▸ PROBLEM TO WORK ON:
Every entry must be repeated exactly in the answer.
━━ RECORD SET ━━
PR #2709, opened 2022-04-06
entrypoint: fix chicken-and-egg runtime problem

kolyshkin:
In case the runtime used to run the KIND container is not aware of some
cgroup subsystems, those will be exposed to the container without proper
scoping (note the rdma and misc):

	kir@ubu2110:~$ sudo docker run -i --rm --privileged ubuntu sh -xc 'cat /proc/self/cgroup; grep cgroup /proc/self/mountinfo'
	+ cat /proc/self/cgroup
	13:pids:/docker/c1f3fc37b0d6e5a109c62e861feb4d6fd4ef381bf5a9576e5e7c56da4eca841b
	12:net_cls,net_prio:/docker/c1f3fc37b0d6e5a109c62e861feb4d6fd4ef381bf5a9576e5e7c56da4eca841b
	11:hugetlb:/docker/c1f3fc37b0d6e5a109c62e861feb4d6fd4ef381bf5a9576e5e7c56da4eca841b
	10:misc:/
	9:freezer:/docker/c1f3fc37b0d6e5a109c62e861feb4d6fd4ef381bf5a9576e5e7c56da4eca841b
	8:devices:/docker/c1f3fc37b0d6e5a109c62e861feb4d6fd4ef381bf5a9576e5e7c56da4eca841b
	7:cpu,cpuacct:/docker/c1f3fc37b0d6e5a109c62e861feb4d6fd4ef381bf5a9576e5e7c56da4eca841b
	6:perf_event:/docker/c1f3fc37b0d6e5a109c62e861feb4d6fd4ef381bf5a9576e5e7c56da4eca841b
	5:memory:/docker/c1f3fc37b0d6e5a109c62e861feb4d6fd4ef381bf5a9576e5e7c56da4eca841b
	4:blkio:/docker/c1f3fc37b0d6e5a109c62e861feb4d6fd4ef381bf5a9576e5e7c56da4eca841b
	3:rdma:/
	2:cpuset:/docker/c1f3fc37b0d6e5a109c62e861feb4d6fd4ef381bf5a9576e5e7c56da4eca841b
	1:name=systemd:/docker/c1f3fc37b0d6e5a109c62e861feb4d6fd4ef381bf5a9576e5e7c56da4eca841b
	0::/system.slice/containerd.service
	+ grep cgroup /proc/self/mountinfo
	666 665 0:65 / /sys/fs/cgroup rw,nosuid,nodev,noexec,relatime - tmpfs tmpfs rw,mode=755,inode64
	667 666 0:32 /docker/c1f3fc37b0d6e5a109c62e861feb4d6fd4ef381bf5a9576e5e7c56da4eca841b /sys/fs/cgroup/systemd rw,nosuid,nodev,noexec,relatime master:11 - cgroup cgroup rw,xattr,name=systemd
	668 666 0:35 /docker/c1f3fc37b0d6e5a109c62e861feb4d6fd4ef381bf5a9576e5e7c56da4eca841b /sys/fs/cgroup/cpuset rw,nosuid,nodev,noexec,relatime master:15 - cgroup cgroup rw,cpuset
	669 666 0:36 / /sys/fs/cgroup/rdma rw,nosuid,nodev,noexec,relatime master:16 - cgroup cgroup rw,rdma
	670 666 0:37 /docker/c1f3fc37b0d6e5a109c62e861feb4d6fd4ef381bf5a9576e5e7c56da4eca841b /sys/fs/cgroup/blkio rw,nosuid,nodev,noexec,relatime master:17 - cgroup cgroup rw,blkio
	671 666 0:38 /docker/c1f3fc37b0d6e5a109c62e861feb4d6fd4ef381bf5a9576e5e7c56da4eca841b /sys/fs/cgroup/memory rw,nosuid,nodev,noexec,relatime master:18 - cgroup cgroup rw,memory
	672 666 0:39 /docker/c1f3fc37b0d6e5a109c62e861feb4d6fd4ef381bf5a9576e5e7c56da4eca841b /sys/fs/cgroup/perf_event rw,nosuid,nodev,noexec,relatime master:19 - cgroup cgroup rw,perf_event
	673 666 0:40 /docker/c1f3fc37b0d6e5a109c62e861feb4d6fd4ef381bf5a9576e5e7c56da4eca841b /sys/fs/cgroup/cpu,cpuacct rw,nosuid,nodev,noexec,relatime master:20 - cgroup cgroup rw,cpu,cpuacct
	674 666 0:41 /docker/c1f3fc37b0d6e5a109c62e861feb4d6fd4ef381bf5a9576e5e7c56da4eca841b /sys/fs/cgroup/devices rw,nosuid,nodev,noexec,relatime master:21 - cgroup cgroup rw,devices
	675 666 0:42 /docker/c1f3fc37b0d6e5a109c62e861feb4d6fd4ef381bf5a9576e5e7c56da4eca841b /sys/fs/cgroup/freezer rw,nosuid,nodev,noexec,relatime master:22 - cgroup cgroup rw,freezer
	676 666 0:43 / /sys/fs/cgroup/misc rw,nosuid,nodev,noexec,relatime master:23 - cgroup cgroup rw,misc
	677 666 0:44 /docker/c1f3fc37b0d6e5a109c62e861feb4d6fd4ef381bf5a9576e5e7c56da4eca841b /sys/fs/cgroup/hugetlb rw,nosuid,nodev,noexec,relatime master:24 - cgroup cgroup rw,hugetlb
	678 666 0:45 /docker/c1f3fc37b0d6e5a109c62e861feb4d6fd4ef381bf5a9576e5e7c56da4eca841b /sys/fs/cgroup/net_cls,net_prio rw,nosuid,nodev,noexec,relatime master:25 - cgroup cgroup rw,net_cls,net_prio
	679 666 0:46 /docker/c1f3fc37b0d6e5a109c62e861feb4d6fd4ef381bf5a9576e5e7c56da4eca841b /sys/fs/cgroup/pids rw,nosuid,nodev,noexec,relatime master:26 - cgroup cgroup rw,pids

Now, if a newer runtime (the one that is aware of e.g. rdma subsystem)
will be used inside this container, it may create cgroups under those
subsystems. Since those are not properly scoped, they will leak to the
host and thus will become non-removable (EBUSY on rmdir).

The workaround, as implemented here, is to hide (unmount and remove)
such unscoped subsystemd.

Fixes https://github.com/kubernetes/kubernetes/issues/109182

### DIFF
--- a/images/base/files/usr/local/bin/entrypoint
+++ b/images/base/files/usr/local/bin/entrypoint
@@ -217,6 +217,28 @@ fix_cgroup() {
   current_cgroup=$(grep -E '^[^:]*:([^:]*,)?cpu(,[^,:]*)?:.*' /proc/self/cgroup | cut -d: -f3)
   local cgroup_subsystems
   cgroup_subsystems=$(findmnt -lun -o source,target -t cgroup | grep "${current_cgroup}" | awk '{print $2}')
+  # Unmount the cgroup subsystems that are not known to runtime used to
+  # run the container we are in. Those subsystems are not properly scoped
+  # (i.e. the root cgroup is exposed, rather than something like docker/xxxx).
+  # In case a runtime (which is aware of more subsystems -- such as rdma,
+  # misc, or unified) is used inside the container, it may create cgroups for
+  # these subsystems, and as they are not scoped, they will leak to the host
+  # and thus will become non-removable.
+  #
+  # See https://github.com/kubernetes/kubernetes/issues/109182
+  local unsupported_cgroups
+  unsupported_cgroups=$(findmnt -lun -o source,target -t cgroup | grep -v "${current_cgroup}" | awk '{print $2}')
+  if [ -n "$unsupported_cgroups" ]; then
+    local mnt
+    echo "$unsupported_cgroups" |
+    while IFS= read -r mnt; do
+      echo "INFO: unmounting and removing $mnt"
━━━
▸ SOLUTION BELOW:
PR #2709, opened 2022-04-06
entrypoint: fix chicken-and-egg runtime problem

kolyshkin:
In case the runtime used to run the KIND container is not aware of some
cgroup subsystems, those will be exposed to the container without proper
scoping (note the rdma and misc):

	kir@ubu2110:~$ sudo docker run -i --rm --privileged ubuntu sh -xc 'cat /proc/self/cgroup; grep cgroup /proc/self/mountinfo'
	+ cat /proc/self/cgroup
	13:pids:/docker/c1f3fc37b0d6e5a109c62e861feb4d6fd4ef381bf5a9576e5e7c56da4eca841b
	12:net_cls,net_prio:/docker/c1f3fc37b0d6e5a109c62e861feb4d6fd4ef381bf5a9576e5e7c56da4eca841b
	11:hugetlb:/docker/c1f3fc37b0d6e5a109c62e861feb4d6fd4ef381bf5a9576e5e7c56da4eca841b
	10:misc:/
	9:freezer:/docker/c1f3fc37b0d6e5a109c62e861feb4d6fd4ef381bf5a9576e5e7c56da4eca841b
	8:devices:/docker/c1f3fc37b0d6e5a109c62e861feb4d6fd4ef381bf5a9576e5e7c56da4eca841b
	7:cpu,cpuacct:/docker/c1f3fc37b0d6e5a109c62e861feb4d6fd4ef381bf5a9576e5e7c56da4eca841b
	6:perf_event:/docker/c1f3fc37b0d6e5a109c62e861feb4d6fd4ef381bf5a9576e5e7c56da4eca841b
	5:memory:/docker/c1f3fc37b0d6e5a109c62e861feb4d6fd4ef381bf5a9576e5e7c56da4eca841b
	4:blkio:/docker/c1f3fc37b0d6e5a109c62e861feb4d6fd4ef381bf5a9576e5e7c56da4eca841b
	3:rdma:/
	2:cpuset:/docker/c1f3fc37b0d6e5a109c62e861feb4d6fd4ef381bf5a9576e5e7c56da4eca841b
	1:name=systemd:/docker/c1f3fc37b0d6e5a109c62e861feb4d6fd4ef381bf5a9576e5e7c56da4eca841b
	0::/system.slice/containerd.service
	+ grep cgroup /proc/self/mountinfo
	666 665 0:65 / /sys/fs/cgroup rw,nosuid,nodev,noexec,relatime - tmpfs tmpfs rw,mode=755,inode64
	667 666 0:32 /docker/c1f3fc37b0d6e5a109c62e861feb4d6fd4ef381bf5a9576e5e7c56da4eca841b /sys/fs/cgroup/systemd rw,nosuid,nodev,noexec,relatime master:11 - cgroup cgroup rw,xattr,name=systemd
	668 666 0:35 /docker/c1f3fc37b0d6e5a109c62e861feb4d6fd4ef381bf5a9576e5e7c56da4eca841b /sys/fs/cgroup/cpuset rw,nosuid,nodev,noexec,relatime master:15 - cgroup cgroup rw,cpuset
	669 666 0:36 / /sys/fs/cgroup/rdma rw,nosuid,nodev,noexec,relatime master:16 - cgroup cgroup rw,rdma
	670 666 0:37 /docker/c1f3fc37b0d6e5a109c62e861feb4d6fd4ef381bf5a9576e5e7c56da4eca841b /sys/fs/cgroup/blkio rw,nosuid,nodev,noexec,relatime master:17 - cgroup cgroup rw,blkio
	671 666 0:38 /docker/c1f3fc37b0d6e5a109c62e861feb4d6fd4ef381bf5a9576e5e7c56da4eca841b /sys/fs/cgroup/memory rw,nosuid,nodev,noexec,relatime master:18 - cgroup cgroup rw,memory
	672 666 0:39 /docker/c1f3fc37b0d6e5a109c62e861feb4d6fd4ef381bf5a9576e5e7c56da4eca841b /sys/fs/cgroup/perf_event rw,nosuid,nodev,noexec,relatime master:19 - cgroup cgroup rw,perf_event
	673 666 0:40 /docker/c1f3fc37b0d6e5a109c62e861feb4d6fd4ef381bf5a9576e5e7c56da4eca841b /sys/fs/cgroup/cpu,cpuacct rw,nosuid,nodev,noexec,relatime master:20 - cgroup cgroup rw,cpu,cpuacct
	674 666 0:41 /docker/c1f3fc37b0d6e5a109c62e861feb4d6fd4ef381bf5a9576e5e7c56da4eca841b /sys/fs/cgroup/devices rw,nosuid,nodev,noexec,relatime master:21 - cgroup cgroup rw,devices
	675 666 0:42 /docker/c1f3fc37b0d6e5a109c62e861feb4d6fd4ef381bf5a9576e5e7c56da4eca841b /sys/fs/cgroup/freezer rw,nosuid,nodev,noexec,relatime master:22 - cgroup cgroup rw,freezer
	676 666 0:43 / /sys/fs/cgroup/misc rw,nosuid,nodev,noexec,relatime master:23 - cgroup cgroup rw,misc
	677 666 0:44 /docker/c1f3fc37b0d6e5a109c62e861feb4d6fd4ef381bf5a9576e5e7c56da4eca841b /sys/fs/cgroup/hugetlb rw,nosuid,nodev,noexec,relatime master:24 - cgroup cgroup rw,hugetlb
	678 666 0:45 /docker/c1f3fc37b0d6e5a109c62e861feb4d6fd4ef381bf5a9576e5e7c56da4eca841b /sys/fs/cgroup/net_cls,net_prio rw,nosuid,nodev,noexec,relatime master:25 - cgroup cgroup rw,net_cls,net_prio
	679 666 0:46 /docker/c1f3fc37b0d6e5a109c62e861feb4d6fd4ef381bf5a9576e5e7c56da4eca841b /sys/fs/cgroup/pids rw,nosuid,nodev,noexec,relatime master:26 - cgroup cgroup rw,pids

Now, if a newer runtime (the one that is aware of e.g. rdma subsystem)
will be used inside this container, it may create cgroups under those
subsystems. Since those are not properly scoped, they will leak to the
host and thus will become non-removable (EBUSY on rmdir).

The workaround, as implemented here, is to hide (unmount and remove)
such unscoped subsystemd.

Fixes https://github.com/kubernetes/kubernetes/issues/109182

### DIFF
--- a/images/base/files/usr/local/bin/entrypoint
+++ b/images/base/files/usr/local/bin/entrypoint
@@ -217,6 +217,28 @@ fix_cgroup() {
   current_cgroup=$(grep -E '^[^:]*:([^:]*,)?cpu(,[^,:]*)?:.*' /proc/self/cgroup | cut -d: -f3)
   local cgroup_subsystems
   cgroup_subsystems=$(findmnt -lun -o source,target -t cgroup | grep "${current_cgroup}" | awk '{print $2}')
+  # Unmount the cgroup subsystems that are not known to runtime used to
+  # run the container we are in. Those subsystems are not properly scoped
+  # (i.e. the root cgroup is exposed, rather than something like docker/xxxx).
+  # In case a runtime (which is aware of more subsystems -- such as rdma,
+  # misc, or unified) is used inside the container, it may create cgroups for
+  # these subsystems, and as they are not scoped, they will leak to the host
+  # and thus will become non-removable.
+  #
+  # See https://github.com/kubernetes/kubernetes/issues/109182
+  local unsupported_cgroups
+  unsupported_cgroups=$(findmnt -lun -o source,target -t cgroup | grep -v "${current_cgroup}" | awk '{print $2}')
+  if [ -n "$unsupported_cgroups" ]; then
+    local mnt
+    echo "$unsupported_cgroups" |
+    while IFS= read -r mnt; do
+      echo "INFO: unmounting and removing $mnt"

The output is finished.